'''

PR #2677, opened 2026-05-01
feat: allow disabling blocks so that they dont show up

Itrulia:
Also fixes constant telling to the user that there has been unsaved changes


apps/api-example/prisma/seed.ts
Itrulia, line 1: It's annoying to have to re-setup 2fa locally all the time (this is just for local)

libs/ui/editor/src/lib/atoms/blockList.tsx
```diff
@@ -339,16 +347,21 @@ interface ListItemWrapperProps {
   disabled?: boolean;
 
   onDelete?: () => void;
+  onDisable?: (disable: boolean) => void;
   onMoveUp?: () => void;
   onMoveDown?: () => void;
-  onStyleChange?: (blockStyle?: BlockStyle['id']) => void;
+  onStyleChange?: (
```
Itrulia, line 353: Changes to this are related to constantly being asked to save as there's been unsaved changes. This fixes it

libs/website/api/src/lib/omit-disabled-blocks.ts
Itrulia, line 1: Removes the disabled blocks so they never even hit the frontend apart from the API call

dsheyp (approved):

PR #2681, opened 2026-05-05
feat: banner add hide and hide for options

Itrulia:


apps/editor/src/app/locales/fr.json
```diff
@@ -199,6 +199,66 @@
         "tags": "Tags"
       }
     },
+    "banner": {
```
Itrulia, line 203: @dsheyp @michael-scheurer AI generated, please double check for me 🇫🇷

apps/hauptstadt/src/components/hauptstadt-banner.tsx
Itrulia, line 1: Now handled via the settings

libs/api/prisma/migrations/20260505191446_add_collapsible_and_hide_for_minutes_properties_to_banner/migration.sql
```diff
@@ -0,0 +1,21 @@
+-- AlterTable
+ALTER TABLE "_BannerToPage" ADD CONSTRAINT "_BannerToPage_AB_pkey" PRIMARY KEY ("A", "B");
```
Itrulia, line 2: These are regenerated by Prisma. Prisma handles these differently in v7 or 6

prisma.config.ts
```diff
@@ -1,24 +1,18 @@
...
-if (fs.existsSync(envPath)) {
-  for (const line of fs.readFileSync(envPath, 'utf8').split('\n')) {
-    const match = line.match(/^\s*([\w.-]+)\s*=\s*(.*)?\s*$/);
-    if (match && !process.env[match[1]]) {
-      process.env[match[1]] = match[2]?.replace(/^['"]|['"]$/g, '') ?? '';
-    }
-  }
-}
+config({
+  path: ['.env'],
```
Itrulia, line 7: only .env so that you don't run migrations from .env.local by accident (saved my ass a few times that old prisma behaved like this).

apps/editor/src/app/locales/fr.json
dsheyp: made some minor changes and re-pushed fr.json

dsheyp (approved):

apps/editor/src/app/locales/fr.json
Itrulia: Thank you!

PR #2683, opened 2026-05-06
feat: focalPoint on image, properties as JSONB

Itrulia:
Improve database queries by moving focalPoint and properties directly onto the table


libs/user/api/src/lib/user.service.ts
```diff
@@ -143,11 +142,7 @@ export class UserService {
         ...input,
         active: true,
         password: hashedPassword,
-        properties: {
-          createMany: {
-            data: properties ?? [],
-          },
-        },
+        properties: properties as any,
```
Itrulia, line 145: Unfortunately JsonValue isn't compatible with JsonInputValue by Prisma...

libs/payment/api/src/lib/payment-provider/payrexx-subscription-payment-provider.ts
```diff
@@ -459,14 +454,15 @@ export class PayrexxSubscriptionPaymentProvider extends BasePaymentProvider {
     return this.prisma.subscription.findFirst({
       where: {
         properties: {
-          some: {
-            key: 'payrexx_external_id',
```
Itrulia, line 463: Couldn't even find where this is ever set...

LukasSkywalker (approved):

PR #2685, opened 2026-05-07
feat(fazetten): use the wepublish-site logo-wall for fazetten

dsheyp:


apps/fazetten/src/components/fazetten-article.tsx
```diff
@@ -1,6 +1,14 @@
+import styled from '@emotion/styled';
 import { Article } from '@wepublish/article/website';
 import { createWithTheme } from '@wepublish/ui';
 
 import { ContentTheme } from '../theme';
+import { StyledTeaserSlotsLogoWall } from './teaser-layouts/teaser-slots-logo-wall';
 
-export const FazettenArticle = createWithTheme(Article, ContentTheme);
+const StyledArticle = styled(Article)`
```
Itrulia, line 8: Bruchts glaub nümm

apps/fazetten/src/mui-augmentation.d.ts
Itrulia, line 1: Could we move this to a shared place? With interface merging we don't have to worry when we override it again I imagine.

Itrulia (approved):

apps/fazetten/src/components/fazetten-article.tsx
dsheyp: will leave it here as a stub - in case the LogoWall-design will have to be adjusted when the block is rendered in articles instead of on pages (stuff like "how many cols does it occupy, show header --> yes/no, header-typography-styles, ....)

apps/fazetten/src/mui-augmentation.d.ts
dsheyp: for my understanding - is this what you mean:
* now, that several apps have their own mui-augmentation.d.ts file --> move all definitions shared by the apps to libs/ui/theme.tsx
* only leave the definitions that are app-specific in each apps mui-augmentations.d.ts

PR #2693, opened 2026-05-08
perf(article): drop in-memory tag pre-pass, rely on SQL relation filter

dsheyp:


LukasSkywalker:
https://github.com/wepublish/wepublish/pull/2835

PR #2694, opened 2026-05-08
perf(article): skip count(*) when not explicitly required, cache count and rows for 60s

dsheyp:


libs/article/api/src/lib/article.resolver.ts
```diff
@@ -97,7 +99,8 @@ export class ArticleResolver {
   })
   public articles(
     @Args() args: ArticleListArgs,
-    @PreviewMode() isPreview: boolean
+    @PreviewMode() isPreview: boolean,
+    @Info() info: GraphQLResolveInfo
```
Itrulia, line 103: Could use https://www.npmjs.com/package/graphql-fields-list instead and make a proper decorator for it

PR #2696, opened 2026-05-08
perf(website): bypass next/link to stop prefetch storm

dsheyp:


libs/utils/website/src/lib/next-wepublish-link.tsx
Itrulia, line 1: This is not just an a11y issue, this is fixing a symptom with insane side effects.
This completely negates the performance improvements for the user.

Itrulia (changes requested):

Itrulia:
superseeded by https://github.com/wepublish/wepublish/pull/2706

PR #2699, opened 2026-05-08
fix(website): use public API URL and 60s SSR timeout during deployment-next-build

dsheyp:


Itrulia:
Discussed in meeting as not needed, @elias-summermatter increases timeout on build instead

PR #2704, opened 2026-05-11
fix(cultur, tsri): mailchimp potentially breaking pages

Itrulia:
And improved logging


apps/wnti/src/components/tsri-teaser.tsx
Itrulia, line 1: Never had the fetching for it done, so wouldn't have worked. IIRC it's because wnti was a copy of tsri

dsheyp (approved):

PR #2716, opened 2026-05-14
feat: allow to switch between payment amount picker and slider

michael-scheurer:


elias-summermatter:
@michael-scheurer please fix as discuss with Karl

PR #2725, opened 2026-05-18
feat(editor-integrations): frontend tracking

dsheyp:


Itrulia:
Was this prompted from somewhere (like a jira ticket)? This is something I've been working on (but currently on hold due to other stuff).
The implementation here introduces a few new things we have not planned to do like this and has the issue that it's not properly loading the data at the correct time

This goes hand in hand with the self service for Themes etc.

'''

▶ _Directions_
Copy the material above verbatim.

▶ _Answer_
PR #2677, opened 2026-05-01
feat: allow disabling blocks so that they dont show up

Itrulia:
Also fixes constant telling to the user that there has been unsaved changes


apps/api-example/prisma/seed.ts
Itrulia, line 1: It's annoying to have to re-setup 2fa locally all the time (this is just for local)

libs/ui/editor/src/lib/atoms/blockList.tsx
```diff
@@ -339,16 +347,21 @@ interface ListItemWrapperProps {
   disabled?: boolean;
 
   onDelete?: () => void;
+  onDisable?: (disable: boolean) => void;
   onMoveUp?: () => void;
   onMoveDown?: () => void;
-  onStyleChange?: (blockStyle?: BlockStyle['id']) => void;
+  onStyleChange?: (
```
Itrulia, line 353: Changes to this are related to constantly being asked to save as there's been unsaved changes. This fixes it

libs/website/api/src/lib/omit-disabled-blocks.ts
Itrulia, line 1: Removes the disabled blocks so they never even hit the frontend apart from the API call

dsheyp (approved):

PR #2681, opened 2026-05-05
feat: banner add hide and hide for options

Itrulia:


apps/editor/src/app/locales/fr.json
```diff
@@ -199,6 +199,66 @@
         "tags": "Tags"
       }
     },
+    "banner": {
```
Itrulia, line 203: @dsheyp @michael-scheurer AI generated, please double check for me 🇫🇷

apps/hauptstadt/src/components/hauptstadt-banner.tsx
Itrulia, line 1: Now handled via the settings

libs/api/prisma/migrations/20260505191446_add_collapsible_and_hide_for_minutes_properties_to_banner/migration.sql
```diff
@@ -0,0 +1,21 @@
+-- AlterTable
+ALTER TABLE "_BannerToPage" ADD CONSTRAINT "_BannerToPage_AB_pkey" PRIMARY KEY ("A", "B");
```
Itrulia, line 2: These are regenerated by Prisma. Prisma handles these differently in v7 or 6

prisma.config.ts
```diff
@@ -1,24 +1,18 @@
...
-if (fs.existsSync(envPath)) {
-  for (const line of fs.readFileSync(envPath, 'utf8').split('\n')) {
-    const match = line.match(/^\s*([\w.-]+)\s*=\s*(.*)?\s*$/);
-    if (match && !process.env[match[1]]) {
-      process.env[match[1]] = match[2]?.replace(/^['"]|['"]$/g, '') ?? '';
-    }
-  }
-}
+config({
+  path: ['.env'],
```
Itrulia, line 7: only .env so that you don't run migrations from .env.local by accident (saved my ass a few times that old prisma behaved like this).

apps/editor/src/app/locales/fr.json
dsheyp: made some minor changes and re-pushed fr.json

dsheyp (approved):

apps/editor/src/app/locales/fr.json
Itrulia: Thank you!

PR #2683, opened 2026-05-06
feat: focalPoint on image, properties as JSONB

Itrulia:
Improve database queries by moving focalPoint and properties directly onto the table


libs/user/api/src/lib/user.service.ts
```diff
@@ -143,11 +142,7 @@ export class UserService {
         ...input,
         active: true,
         password: hashedPassword,
-        properties: {
-          createMany: {
-            data: properties ?? [],
-          },
-        },
+        properties: properties as any,
```
Itrulia, line 145: Unfortunately JsonValue isn't compatible with JsonInputValue by Prisma...

libs/payment/api/src/lib/payment-provider/payrexx-subscription-payment-provider.ts
```diff
@@ -459,14 +454,15 @@ export class PayrexxSubscriptionPaymentProvider extends BasePaymentProvider {
     return this.prisma.subscription.findFirst({
       where: {
         properties: {
-          some: {
-            key: 'payrexx_external_id',
```
Itrulia, line 463: Couldn't even find where this is ever set...

LukasSkywalker (approved):

PR #2685, opened 2026-05-07
feat(fazetten): use the wepublish-site logo-wall for fazetten

dsheyp:


apps/fazetten/src/components/fazetten-article.tsx
```diff
@@ -1,6 +1,14 @@
+import styled from '@emotion/styled';
 import { Article } from '@wepublish/article/website';
 import { createWithTheme } from '@wepublish/ui';
 
 import { ContentTheme } from '../theme';
+import { StyledTeaserSlotsLogoWall } from './teaser-layouts/teaser-slots-logo-wall';
 
-export const FazettenArticle = createWithTheme(Article, ContentTheme);
+const StyledArticle = styled(Article)`
```
Itrulia, line 8: Bruchts glaub nümm

apps/fazetten/src/mui-augmentation.d.ts
Itrulia, line 1: Could we move this to a shared place? With interface merging we don't have to worry when we override it again I imagine.

Itrulia (approved):

apps/fazetten/src/components/fazetten-article.tsx
dsheyp: will leave it here as a stub - in case the LogoWall-design will have to be adjusted when the block is rendered in articles instead of on pages (stuff like "how many cols does it occupy, show header --> yes/no, header-typography-styles, ....)

apps/fazetten/src/mui-augmentation.d.ts
dsheyp: for my understanding - is this what you mean:
* now, that several apps have their own mui-augmentation.d.ts file --> move all definitions shared by the apps to libs/ui/theme.tsx
* only leave the definitions that are app-specific in each apps mui-augmentations.d.ts

PR #2693, opened 2026-05-08
perf(article): drop in-memory tag pre-pass, rely on SQL relation filter

dsheyp:


LukasSkywalker:
https://github.com/wepublish/wepublish/pull/2835

PR #2694, opened 2026-05-08
perf(article): skip count(*) when not explicitly required, cache count and rows for 60s

dsheyp:


libs/article/api/src/lib/article.resolver.ts
```diff
@@ -97,7 +99,8 @@ export class ArticleResolver {
   })
   public articles(
     @Args() args: ArticleListArgs,
-    @PreviewMode() isPreview: boolean
+    @PreviewMode() isPreview: boolean,
+    @Info() info: GraphQLResolveInfo
```
Itrulia, line 103: Could use https://www.npmjs.com/package/graphql-fields-list instead and make a proper decorator for it

PR #2696, opened 2026-05-08
perf(website): bypass next/link to stop prefetch storm

dsheyp:


libs/utils/website/src/lib/next-wepublish-link.tsx
Itrulia, line 1: This is not just an a11y issue, this is fixing a symptom with insane side effects.
This completely negates the performance improvements for the user.

Itrulia (changes requested):

Itrulia:
superseeded by https://github.com/wepublish/wepublish/pull/2706

PR #2699, opened 2026-05-08
fix(website): use public API URL and 60s SSR timeout during deployment-next-build

dsheyp:


Itrulia:
Discussed in meeting as not needed, @elias-summermatter increases timeout on build instead

PR #2704, opened 2026-05-11
fix(cultur, tsri): mailchimp potentially breaking pages

Itrulia:
And improved logging


apps/wnti/src/components/tsri-teaser.tsx
Itrulia, line 1: Never had the fetching for it done, so wouldn't have worked. IIRC it's because wnti was a copy of tsri

dsheyp (approved):

PR #2716, opened 2026-05-14
feat: allow to switch between payment amount picker and slider

michael-scheurer:


elias-summermatter:
@michael-scheurer please fix as discuss with Karl

PR #2725, opened 2026-05-18
feat(editor-integrations): frontend tracking

dsheyp:


Itrulia:
Was this prompted from somewhere (like a jira ticket)? This is something I've been working on (but currently on hold due to other stuff).
The implementation here introduces a few new things we have not planned to do like this and has the issue that it's not properly loading the data at the correct time

This goes hand in hand with the self service for Themes etc.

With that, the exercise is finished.